◆ **WORK ITEM**
Report back every line from the entries below in which the word "papaparse" occurs.

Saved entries
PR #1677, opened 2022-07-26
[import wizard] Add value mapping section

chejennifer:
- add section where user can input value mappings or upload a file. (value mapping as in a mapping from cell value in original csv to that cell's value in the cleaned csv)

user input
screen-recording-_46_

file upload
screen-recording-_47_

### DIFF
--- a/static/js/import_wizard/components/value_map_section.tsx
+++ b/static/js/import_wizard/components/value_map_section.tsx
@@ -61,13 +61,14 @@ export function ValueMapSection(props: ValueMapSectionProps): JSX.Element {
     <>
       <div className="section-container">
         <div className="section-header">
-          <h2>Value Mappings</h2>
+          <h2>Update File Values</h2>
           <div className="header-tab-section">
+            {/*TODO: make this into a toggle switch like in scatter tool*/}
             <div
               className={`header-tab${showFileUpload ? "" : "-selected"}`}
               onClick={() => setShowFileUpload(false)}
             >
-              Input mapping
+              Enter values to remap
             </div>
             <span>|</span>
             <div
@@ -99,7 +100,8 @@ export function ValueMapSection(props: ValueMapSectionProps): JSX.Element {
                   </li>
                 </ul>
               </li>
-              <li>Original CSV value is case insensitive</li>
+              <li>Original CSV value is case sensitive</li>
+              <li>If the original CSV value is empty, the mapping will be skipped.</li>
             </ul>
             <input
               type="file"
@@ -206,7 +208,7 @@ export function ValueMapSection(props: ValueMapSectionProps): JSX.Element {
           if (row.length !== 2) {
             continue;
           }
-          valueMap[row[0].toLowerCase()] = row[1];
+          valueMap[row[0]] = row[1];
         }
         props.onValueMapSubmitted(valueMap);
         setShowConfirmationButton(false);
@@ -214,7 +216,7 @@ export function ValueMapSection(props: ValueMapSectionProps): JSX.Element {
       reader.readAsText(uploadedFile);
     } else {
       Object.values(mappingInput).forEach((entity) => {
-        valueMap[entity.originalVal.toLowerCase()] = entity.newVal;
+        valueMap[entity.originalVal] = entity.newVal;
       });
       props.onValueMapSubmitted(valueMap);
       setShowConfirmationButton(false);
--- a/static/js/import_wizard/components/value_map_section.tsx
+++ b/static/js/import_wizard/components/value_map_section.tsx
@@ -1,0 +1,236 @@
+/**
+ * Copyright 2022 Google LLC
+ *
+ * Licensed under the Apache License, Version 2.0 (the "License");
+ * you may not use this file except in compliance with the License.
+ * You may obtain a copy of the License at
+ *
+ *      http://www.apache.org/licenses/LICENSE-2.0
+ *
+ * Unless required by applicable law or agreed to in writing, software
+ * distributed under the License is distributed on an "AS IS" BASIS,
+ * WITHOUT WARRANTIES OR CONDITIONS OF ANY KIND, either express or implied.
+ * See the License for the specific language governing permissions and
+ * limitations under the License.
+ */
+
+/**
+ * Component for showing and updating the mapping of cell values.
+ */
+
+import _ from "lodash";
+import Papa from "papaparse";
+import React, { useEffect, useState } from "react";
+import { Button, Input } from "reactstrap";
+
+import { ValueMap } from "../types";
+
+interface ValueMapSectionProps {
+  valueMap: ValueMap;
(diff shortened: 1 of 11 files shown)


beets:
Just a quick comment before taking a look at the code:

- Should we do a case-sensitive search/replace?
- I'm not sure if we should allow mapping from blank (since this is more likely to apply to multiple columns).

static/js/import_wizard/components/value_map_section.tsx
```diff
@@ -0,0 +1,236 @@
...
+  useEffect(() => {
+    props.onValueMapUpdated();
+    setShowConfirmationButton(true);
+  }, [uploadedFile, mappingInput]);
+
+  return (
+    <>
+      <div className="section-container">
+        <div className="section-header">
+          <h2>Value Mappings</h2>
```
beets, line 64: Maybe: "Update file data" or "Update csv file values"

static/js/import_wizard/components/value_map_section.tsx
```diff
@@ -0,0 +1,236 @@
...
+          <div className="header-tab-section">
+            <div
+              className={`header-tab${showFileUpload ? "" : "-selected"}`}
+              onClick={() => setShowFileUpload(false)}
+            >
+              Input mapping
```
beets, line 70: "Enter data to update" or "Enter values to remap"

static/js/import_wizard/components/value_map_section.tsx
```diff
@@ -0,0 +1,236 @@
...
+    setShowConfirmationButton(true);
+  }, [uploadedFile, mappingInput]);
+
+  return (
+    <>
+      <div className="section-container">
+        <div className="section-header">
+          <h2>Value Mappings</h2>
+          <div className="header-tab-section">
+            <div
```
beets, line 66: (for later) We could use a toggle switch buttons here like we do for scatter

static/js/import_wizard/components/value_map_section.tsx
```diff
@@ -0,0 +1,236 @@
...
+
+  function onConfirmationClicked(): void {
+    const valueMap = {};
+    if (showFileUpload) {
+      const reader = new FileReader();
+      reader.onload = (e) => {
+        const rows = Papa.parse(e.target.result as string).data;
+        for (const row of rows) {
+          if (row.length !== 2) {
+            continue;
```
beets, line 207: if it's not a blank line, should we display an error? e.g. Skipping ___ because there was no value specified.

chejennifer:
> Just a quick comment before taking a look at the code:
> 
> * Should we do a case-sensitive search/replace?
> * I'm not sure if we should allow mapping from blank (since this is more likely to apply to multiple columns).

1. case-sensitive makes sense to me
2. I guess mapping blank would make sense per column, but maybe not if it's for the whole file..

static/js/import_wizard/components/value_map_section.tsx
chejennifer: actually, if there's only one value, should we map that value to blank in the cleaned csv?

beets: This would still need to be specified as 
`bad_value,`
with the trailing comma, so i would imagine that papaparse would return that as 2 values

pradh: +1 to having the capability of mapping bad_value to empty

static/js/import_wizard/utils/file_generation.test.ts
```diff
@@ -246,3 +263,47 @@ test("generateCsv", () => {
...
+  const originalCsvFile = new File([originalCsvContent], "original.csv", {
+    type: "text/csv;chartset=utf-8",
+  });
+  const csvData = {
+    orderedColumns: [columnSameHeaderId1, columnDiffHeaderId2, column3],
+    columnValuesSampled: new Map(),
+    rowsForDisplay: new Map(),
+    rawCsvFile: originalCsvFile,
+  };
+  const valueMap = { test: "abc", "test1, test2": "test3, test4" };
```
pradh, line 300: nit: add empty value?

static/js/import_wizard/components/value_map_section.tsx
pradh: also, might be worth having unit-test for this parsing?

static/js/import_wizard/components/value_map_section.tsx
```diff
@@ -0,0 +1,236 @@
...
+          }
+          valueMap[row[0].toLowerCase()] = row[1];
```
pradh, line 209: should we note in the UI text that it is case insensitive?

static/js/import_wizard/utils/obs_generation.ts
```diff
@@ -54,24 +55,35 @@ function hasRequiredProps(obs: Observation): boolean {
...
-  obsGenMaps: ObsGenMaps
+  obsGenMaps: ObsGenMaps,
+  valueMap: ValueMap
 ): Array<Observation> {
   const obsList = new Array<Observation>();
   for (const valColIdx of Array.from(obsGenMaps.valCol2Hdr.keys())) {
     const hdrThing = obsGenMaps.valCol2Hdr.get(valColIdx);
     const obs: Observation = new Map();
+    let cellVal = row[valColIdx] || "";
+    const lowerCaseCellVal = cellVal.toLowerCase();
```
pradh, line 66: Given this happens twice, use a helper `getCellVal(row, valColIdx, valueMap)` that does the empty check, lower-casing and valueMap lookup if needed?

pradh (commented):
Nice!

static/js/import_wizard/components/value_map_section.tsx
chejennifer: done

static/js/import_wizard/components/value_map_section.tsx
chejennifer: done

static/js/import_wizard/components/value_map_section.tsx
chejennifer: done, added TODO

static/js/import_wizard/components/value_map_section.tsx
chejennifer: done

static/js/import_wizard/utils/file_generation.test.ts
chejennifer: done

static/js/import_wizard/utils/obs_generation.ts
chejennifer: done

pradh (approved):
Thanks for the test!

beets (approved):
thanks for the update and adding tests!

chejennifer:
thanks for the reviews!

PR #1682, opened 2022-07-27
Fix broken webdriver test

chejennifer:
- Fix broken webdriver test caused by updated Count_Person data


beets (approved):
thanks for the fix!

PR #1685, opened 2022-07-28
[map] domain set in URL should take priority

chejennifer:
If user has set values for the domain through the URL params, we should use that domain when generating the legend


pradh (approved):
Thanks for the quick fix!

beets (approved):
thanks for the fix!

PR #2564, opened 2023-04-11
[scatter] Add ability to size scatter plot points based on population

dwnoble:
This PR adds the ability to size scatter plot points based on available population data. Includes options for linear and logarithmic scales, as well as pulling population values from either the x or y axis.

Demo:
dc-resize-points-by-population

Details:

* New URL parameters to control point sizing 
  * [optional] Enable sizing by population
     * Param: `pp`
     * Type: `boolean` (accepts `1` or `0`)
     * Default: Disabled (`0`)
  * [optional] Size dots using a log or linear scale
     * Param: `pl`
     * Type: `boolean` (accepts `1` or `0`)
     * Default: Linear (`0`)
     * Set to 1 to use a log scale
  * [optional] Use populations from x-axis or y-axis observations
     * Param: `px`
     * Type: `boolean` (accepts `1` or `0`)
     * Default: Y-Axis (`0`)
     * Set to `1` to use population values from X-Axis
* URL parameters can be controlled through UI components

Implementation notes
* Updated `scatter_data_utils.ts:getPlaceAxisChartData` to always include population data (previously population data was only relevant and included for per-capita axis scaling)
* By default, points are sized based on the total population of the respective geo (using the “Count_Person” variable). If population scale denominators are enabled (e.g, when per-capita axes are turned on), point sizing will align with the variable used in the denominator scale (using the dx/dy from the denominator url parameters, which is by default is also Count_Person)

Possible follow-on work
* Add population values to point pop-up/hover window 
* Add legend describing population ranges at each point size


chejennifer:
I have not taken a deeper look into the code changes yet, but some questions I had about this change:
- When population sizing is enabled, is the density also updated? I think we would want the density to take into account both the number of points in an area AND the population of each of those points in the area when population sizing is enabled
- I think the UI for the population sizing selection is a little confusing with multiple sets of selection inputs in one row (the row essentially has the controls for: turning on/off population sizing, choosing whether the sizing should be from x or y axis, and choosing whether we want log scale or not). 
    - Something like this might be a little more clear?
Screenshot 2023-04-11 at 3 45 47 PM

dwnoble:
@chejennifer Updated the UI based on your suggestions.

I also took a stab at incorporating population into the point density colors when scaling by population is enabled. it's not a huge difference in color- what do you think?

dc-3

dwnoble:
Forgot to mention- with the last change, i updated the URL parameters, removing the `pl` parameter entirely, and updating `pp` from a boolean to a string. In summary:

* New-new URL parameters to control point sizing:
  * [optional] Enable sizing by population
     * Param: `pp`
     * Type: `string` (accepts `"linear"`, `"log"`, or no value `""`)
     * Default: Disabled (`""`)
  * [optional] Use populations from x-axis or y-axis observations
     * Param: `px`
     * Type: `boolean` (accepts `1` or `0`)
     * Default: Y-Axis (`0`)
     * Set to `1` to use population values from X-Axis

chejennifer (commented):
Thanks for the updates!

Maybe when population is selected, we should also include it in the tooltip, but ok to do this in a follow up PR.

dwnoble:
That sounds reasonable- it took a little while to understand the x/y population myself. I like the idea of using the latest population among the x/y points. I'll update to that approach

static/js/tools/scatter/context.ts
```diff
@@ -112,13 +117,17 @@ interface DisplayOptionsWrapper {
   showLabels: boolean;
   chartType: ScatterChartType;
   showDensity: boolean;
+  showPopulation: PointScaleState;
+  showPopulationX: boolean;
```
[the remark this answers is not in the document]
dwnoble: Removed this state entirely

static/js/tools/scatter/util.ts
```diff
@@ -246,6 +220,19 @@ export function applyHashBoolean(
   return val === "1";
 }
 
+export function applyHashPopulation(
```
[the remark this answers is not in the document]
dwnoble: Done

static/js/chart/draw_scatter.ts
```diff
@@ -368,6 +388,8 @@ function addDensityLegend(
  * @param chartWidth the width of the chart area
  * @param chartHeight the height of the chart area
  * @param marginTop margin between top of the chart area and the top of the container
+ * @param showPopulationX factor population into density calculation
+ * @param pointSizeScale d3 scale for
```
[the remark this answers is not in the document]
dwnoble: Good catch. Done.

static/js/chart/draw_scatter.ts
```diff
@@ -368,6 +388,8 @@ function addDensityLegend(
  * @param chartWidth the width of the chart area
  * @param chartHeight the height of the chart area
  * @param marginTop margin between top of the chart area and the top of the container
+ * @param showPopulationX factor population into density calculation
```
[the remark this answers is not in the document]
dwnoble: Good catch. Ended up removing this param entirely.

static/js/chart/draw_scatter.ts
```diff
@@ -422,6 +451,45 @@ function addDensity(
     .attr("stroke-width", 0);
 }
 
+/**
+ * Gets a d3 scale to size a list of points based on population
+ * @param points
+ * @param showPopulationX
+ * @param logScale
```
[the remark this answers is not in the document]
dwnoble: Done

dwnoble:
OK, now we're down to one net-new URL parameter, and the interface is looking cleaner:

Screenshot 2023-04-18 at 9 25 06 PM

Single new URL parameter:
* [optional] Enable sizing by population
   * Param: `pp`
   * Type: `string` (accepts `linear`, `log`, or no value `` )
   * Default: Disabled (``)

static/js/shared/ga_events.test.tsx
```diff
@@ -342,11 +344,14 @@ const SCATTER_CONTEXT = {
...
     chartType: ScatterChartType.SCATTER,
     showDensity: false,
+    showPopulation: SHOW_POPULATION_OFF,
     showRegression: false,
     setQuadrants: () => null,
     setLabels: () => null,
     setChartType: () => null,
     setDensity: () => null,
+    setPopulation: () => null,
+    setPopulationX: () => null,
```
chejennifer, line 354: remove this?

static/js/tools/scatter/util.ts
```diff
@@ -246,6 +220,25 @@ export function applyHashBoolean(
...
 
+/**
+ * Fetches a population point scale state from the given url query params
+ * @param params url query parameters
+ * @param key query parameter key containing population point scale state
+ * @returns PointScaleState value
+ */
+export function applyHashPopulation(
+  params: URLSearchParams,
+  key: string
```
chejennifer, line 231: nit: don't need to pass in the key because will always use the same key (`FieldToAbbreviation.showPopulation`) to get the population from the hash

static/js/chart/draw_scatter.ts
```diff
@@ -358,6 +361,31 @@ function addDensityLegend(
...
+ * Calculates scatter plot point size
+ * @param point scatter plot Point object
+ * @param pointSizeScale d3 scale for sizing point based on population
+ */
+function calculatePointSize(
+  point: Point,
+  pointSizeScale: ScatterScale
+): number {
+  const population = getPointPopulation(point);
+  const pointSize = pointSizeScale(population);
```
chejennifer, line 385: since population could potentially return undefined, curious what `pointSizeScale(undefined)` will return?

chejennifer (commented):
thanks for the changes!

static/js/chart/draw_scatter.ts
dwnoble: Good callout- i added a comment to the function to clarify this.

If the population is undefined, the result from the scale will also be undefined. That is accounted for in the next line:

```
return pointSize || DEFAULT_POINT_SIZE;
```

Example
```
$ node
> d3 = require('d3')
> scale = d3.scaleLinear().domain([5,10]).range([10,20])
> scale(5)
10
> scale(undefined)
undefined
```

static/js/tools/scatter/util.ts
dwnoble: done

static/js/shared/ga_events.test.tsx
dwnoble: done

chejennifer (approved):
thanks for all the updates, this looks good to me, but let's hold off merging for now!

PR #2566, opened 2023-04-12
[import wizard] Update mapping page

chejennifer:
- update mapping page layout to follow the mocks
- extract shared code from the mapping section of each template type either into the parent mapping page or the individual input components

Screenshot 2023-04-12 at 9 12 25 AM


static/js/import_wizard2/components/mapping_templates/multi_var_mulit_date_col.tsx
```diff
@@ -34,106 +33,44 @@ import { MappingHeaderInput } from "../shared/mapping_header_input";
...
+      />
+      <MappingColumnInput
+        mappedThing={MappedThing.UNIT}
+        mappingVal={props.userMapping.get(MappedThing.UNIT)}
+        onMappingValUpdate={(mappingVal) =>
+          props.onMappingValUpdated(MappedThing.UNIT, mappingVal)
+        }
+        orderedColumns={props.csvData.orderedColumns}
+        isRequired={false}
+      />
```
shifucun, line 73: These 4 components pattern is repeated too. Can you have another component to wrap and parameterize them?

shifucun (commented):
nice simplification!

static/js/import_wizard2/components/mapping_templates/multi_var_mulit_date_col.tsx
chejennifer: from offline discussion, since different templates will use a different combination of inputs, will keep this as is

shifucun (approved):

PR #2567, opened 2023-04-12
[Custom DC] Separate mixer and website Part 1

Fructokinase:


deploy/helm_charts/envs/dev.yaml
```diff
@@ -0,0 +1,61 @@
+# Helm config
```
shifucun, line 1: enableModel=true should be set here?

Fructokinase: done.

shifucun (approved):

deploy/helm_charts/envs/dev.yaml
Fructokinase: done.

◆ **REPLY TO THE TASK**
+import Papa from "papaparse";
with the trailing comma, so i would imagine that papaparse would return that as 2 values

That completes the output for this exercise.